現状、ルールの設定やカスタマイズはできないみたいです。
上記ドキュメントに列挙されているルールが全て適用されます。
上記VSCode拡張をインストールした上で、.vscode/settings.json に以下のように設定してあげると、VSCode上で有効になります。
{
"deno.enable": true,
"deno.lint": true, // この設定を追加
}
試しに、debugger;
を追加してみたところ、ちゃんとワーニングが表示されました。
このワーニングを無視したい場合は、以下のようにdeno-lint-ignore
で対象のルールを無視するようにコメントしてあげれば良いです。
// deno-lint-ignore no-debugger
debugger;
また、コマンドラインで実行することもできます。
deno lint --unstable google_search.ts
> (no-debugger) `debugger` statement is not allowed
> debugger;
> ^^^^^^^^^
> at /Users/xxx/workplace/deno_samples/src/google_search.ts:4:4
> hint: Remove the `debugger` statement
> Found 1 problem
> Checked 1 file
deno fmt
Deno では、deno fmt というフォーマッターが標準で提供されています。
.vscode/settings.json に以下のように設定してあげると、VSCode上で有効になります。
{
"deno.enable": true,
"[typescript]": { // この設定を追加
"editor.defaultFormatter": "denoland.vscode-deno",
"editor.formatOnSave": true,
},
}
また、コマンドラインで実行することもできます。
deno fmt
> /Users/xxx/workplace/deno_samples/src/google_search.ts
> Checked 2 files
所感
スクリプトを書く分には、Denoはとてもハードルが低いと感じました。

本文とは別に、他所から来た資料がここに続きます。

PR #1786, opened 2023-01-19
Keep track of which files have already been parsed

tetron:
This is to avoid re-parsing when the workflow refers to multiple fragments in the same file.


tetron:
Oops this needs https://github.com/common-workflow-language/cwl-utils/pull/188 to be merged and released first

mr-c (approved):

おそらく、簡素なWebサーバを立てたりするのも大丈夫でしょう。
一方で、ほとんどのnpmパッケージはDenoでは動かないため、ニッチな要件への対応が必要な場合に、ライブラリが提供されておらず詰んでしまう懸念があります。例えば、Excel 出力するようなライブラリはDenoにはなさそうでした。
そういう意味で、お試しならいいものの、プロダクションで使うには不安感があり、「現時点ではスクリプトに利用するぐらいにとどめておいた方が無難かな」という感想でした。